Emotions relationally and performatively constitute the very boundaries that distinguish the subject from the other(s). The urban human in India is affectively constituted by many intense emotional experiences of everyday life. Adopting a participation view of planning and drawing from Sarah Ahmed (2014, The cultural politics of emotion. Edinburgh University Press), we examine ‘what emotions do’ in the planning and participatory atmospheres (Buser, 2014, Planning Theory, vol. 13, pp. 227–243) in Bangalore. Tracing emotional content embedded in participations and non-participations, we demonstrate how distrust, anger and fear co-produced the process and outcomes of the 2031 Master Plan of Bangalore.
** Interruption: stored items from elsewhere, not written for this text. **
PR #10607, opened 2025-01-10
StandaloneMmPkg/MmIpl: Correct FV HOB check founction

hongbin123:
- [ ] Breaking change?
- [ ] Impacts security?
- [ ] Includes tests?


jiaxinwu (approved):

jiaxinwu:
Can you also run the test on the QSP to check the MM infra is workable or not? I think the bug could be avoid if we do the test on QSP.

niruiyu (approved):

We join the few emerging scholars that call attention to the emotional geographies of planning, particularly to be able to transform the continuing colonial urban management practice in the postcolonial world to that of planning. Planning, we argue, has to involve participation, in which emotions, we demonstrate, are the connective tissue (Newman, 2012, Critical Policy Studies, vol. 6, pp. 465–479)

Suggested Citation

  • Sundaresan, Jayaraj & John, Benjamin, 2021. "Emotions, planning and co-production: distrust, anger and fear at participatory boundaries in Bengaluru," LSE Research Online Documents on Economics 107064, London School of Economics and Political Science, LSE Library.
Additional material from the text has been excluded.